We always swore they left the punctuation out of the old slogan,
"There's no life like it"

It should have been:

There's no life.  Like it!


----------



## COBRA-6 (11 Mar 2005)

We could always use the famous quote by our old PM:

"like boys scouts, with guns!"

I like the USMC fedex one:

"when it absolutely, positively, has to be destroyed overnight!"


----------



## TCBF (11 Mar 2005)

"When you care enough to send the very least?"

Tom


----------



## PPCLI MCpl (11 Mar 2005)

Canadian Forces:  Using yesterdays technology...tomorrow.


----------



## camochick (11 Mar 2005)

To borrow from Rick Mercer "Same great forces half the budget" hehehe >


----------



## PeterLT (11 Mar 2005)

Hows about....The Canadian Forces; _join_ for the job, _stay_ for the veal.

Or, ...The Canadian Forces; half the price...and Canadian, eh?

Or, ...Your Canadian Forces; strong, brave...and only slightly bland.

Or, ...The Canadian Forces; the best forces you'll never pay for.

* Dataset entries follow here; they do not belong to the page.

PR #8078, opened 2024-02-29
feat: Update OKD/OCP Docs for 4.15

ArthurVardevanyan:
Update Tested Versions for OKD/OCP Installation


chart/ocp-readme.md
```diff
@@ -51,11 +61,27 @@ Main changes and tasks for OCP are:
...
+    - 1.5.3
+  - 4.14.0-0.okd-2023-08-12-022330 - 4.14.0-0.okd-2024-01-26-175629:
     - Tested, No Known Issues
+- 4.15 / 1.28:
+  - Longhorn Versions Tested:
+    - 1.5.3
+    - 1.6.0
+  - 4.15.0-0.okd-2024-01-27-070424 - 4.15.0-0.okd-2024-02-23-163410:
+    - Tested, No Known Issues
+      - Note: 4.15 requires an additional yaml for UI Login, provided under ```chart/templates/deployment-ui: secret/longhorn-ui-service-account```
```
innobead, line 83: Do we have any upstream reference for this requirement?

chart/templates/deployment-ui.yaml
```diff
@@ -34,6 +34,17 @@ spec:
...
+apiVersion: v1
+kind: Secret
+metadata:
+  labels: {{- include "longhorn.labels" . | nindent 4 }}
+    app: longhorn-ui
+  name: longhorn-ui-service-account
+  namespace: {{ include "release_namespace" . }}
+  annotations:
+    kubernetes.io/service-account.name: longhorn-ui-service-account
+type: kubernetes.io/service-account-token
```
innobead, line 46: This is not a secure way mentioned in https://kubernetes.io/docs/concepts/configuration/secret/#serviceaccount-token-secrets. 

Why do we require this token persistent in a secret here? Please elaborate this.

innobead (changes requested):

chart/templates/deployment-ui.yaml
ArthurVardevanyan: I agree.
Why it is needed, I am not 100% sure. This token is not actually used by an end user to log in.  However without the secret present, the https://github.com/openshift/oauth-proxy doesn't seem to correctly front the request.

chart/ocp-readme.md
ArthurVardevanyan: I have not been able to find any documentation on this. I came across this by troubleshooting.

ArthurVardevanyan: Bug is Opened: https://issues.redhat.com/browse/OCPBUGS-30319

chart/templates/deployment-ui.yaml
innobead: @mantissahz any ideas on this as per your verification experience?

mantissahz: I did not encounter any issues about this during my verification.
Is this related to this https://docs.openshift.com/container-platform/4.15/authentication/using-service-accounts-in-applications.html#auto-generated-sa-token-secrets_using-service-accounts ?

ArthurVardevanyan: Correct

akashsemil:
Here is more info about the issue:

I deployed latest OKD version with longhorn 1.6.2 : [4.15.0-0.okd-2024-03-10-010116](https://github.com/okd-project/okd/releases/tag/4.15.0-0.okd-2024-03-10-010116)

Tried to access the UI using route "Log in with OpenShift" shows the following error:

image

Checking on the openshift-authentication pod logs

image

Eventually found out service account exists but no secret token attached to it.

Screenshot from 2024-08-13 22-22-34


As in Kubernetes v1.24 

```
The LegacyServiceAccountTokenNoAutoGeneration feature gate is beta, and enabled by default. When enabled, Secret API objects containing service account tokens are no longer auto-generated for every ServiceAccount. Use the [TokenRequest](https://kubernetes.io/docs/reference/kubernetes-api/authentication-resources/token-request-v1/) API to acquire service account tokens, or if a non-expiring token is required, create a Secret API object for the token controller to populate with a service account token by following this [guide](https://kubernetes.io/docs/concepts/configuration/secret/#service-account-token-secrets). (https://github.com/kubernetes/kubernetes/pull/108309, [@zshihang](https://github.com/zshihang))
```

In order to fix this either create a tokenRequest or a long-lived secret as mentioned in the PR

Refer: 

https://github.com/kubernetes/kubernetes/blob/master/CHANGELOG/CHANGELOG-1.24.md#urgent-upgrade-notes
https://kubernetes.io/docs/reference/access-authn-authz/service-accounts-admin/#auto-generated-legacy-serviceaccount-token-clean-up

innobead:
@mantissahz please help review this.

ArthurVardevanyan:
Updated to include the OKD 4.16 Builds, while not full stable channel, they are releasing "next" builds.
While not recommended it is possible to upgrade from 4.15 -> 4.16.
New Builds on 4.16 seem to be fine.

mantissahz:
Hi @ArthurVardevanyan,

Could you help test the Longhorn 1.7.0 as well?

ArthurVardevanyan:
> Hi @ArthurVardevanyan,
> 
> Could you help test the Longhorn 1.7.0 as well?

# Part 1
Started Clean on
OKD ```4.15.0-0.okd-2024-03-10-010116```
Longhorn ```1.6.2```
Screenshot from 2024-08-22 22-18-50

Screenshot from 2024-08-22 22-29-36


# Part 2
Upgraded to ```1.7.0```, deleted the two below service objects manually, since they don't appear to be in 1.7.0
```longhorn-engine-manager``` and  ```longhorn-replica-manager```
Git Delta on my Repo: https://github.com/ArthurVardevanyan/HomeLab/commit/e3efac38c3bf0854e955f5d3737cfe33d764db5f
Screenshot from 2024-08-23 10-44-40
Screenshot from 2024-08-23 10-45-12

# Part 3
Then I did the manual steps to force a 4.15->4.16 Upgrade, (again, not generally recommended yet)

Final
OKD ```4.16.0-0.okd-scos-2024-08-21-155613```
Longhorn ```1.7.0```
Screenshot from 2024-08-23 12-24-06

Screenshot from 2024-08-23 12-19-11

derekbit:
@ArthurVardevanyan 
The doc is a bit outdated. We can close the PR. You can create a new one if you have time. WDYT?

ArthurVardevanyan:
> @ArthurVardevanyan The doc is a bit outdated. We can close the PR. You can create a new one if you have time. WDYT?

Sounds good, will circle back to it.

Issue #7070, opened 2023-11-09
[FEATURE] Support periodic or on-demand full backups to enhance backup reliability


derekbit:
## Is your feature request related to a problem? Please describe (👍 if you like this request)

Or, ...The Canadian Forces; retro to the max!

Peter


----------



## ab136 (11 Mar 2005)

Using yesterdays technology...tomorrow.

That's great! Good chuckle to start the morning.


----------



## rangers (11 Mar 2005)

heres a replie....were better than you cuz we have GUNS


----------



## George Wallace (11 Mar 2005)

Mike_R23A said:
			
		

> We could always use the famous quote by our old PM:
> 
> "like boys scouts, with guns!"



or  "like Boy Scouts, without Adult supervision."


----------



## Island Ryhno (11 Mar 2005)

"Canadian Forces Lite, half the equipment all the same great results" - Suitable for monetarily strapped diets!


----------



## patrick666 (11 Mar 2005)

We were CADPAT in the desert.... STRONG, PROUD, LOADED!


----------



## Mr. Ted (11 Mar 2005)

How about this for a motto:

You have done so much with so little for so long that you will now be expected to do everything with nothing forever!

or...

The Candian Force restructuring:  Rearranging deck chairs on the Titanic.

Mr. Ted


----------



## COBRA-6 (11 Mar 2005)

Mr. Ted said:
			
		

> The Candian Force restructuring: Rearranging deck chairs on the Titanic.
> 
> Mr. Ted



That is absolutely hilarious!!! 

or Army Transformation: painting the walls in a burning house!


----------



## Horse_Soldier (11 Mar 2005)

Never in the course of human civilization has so much been done by so few with so little.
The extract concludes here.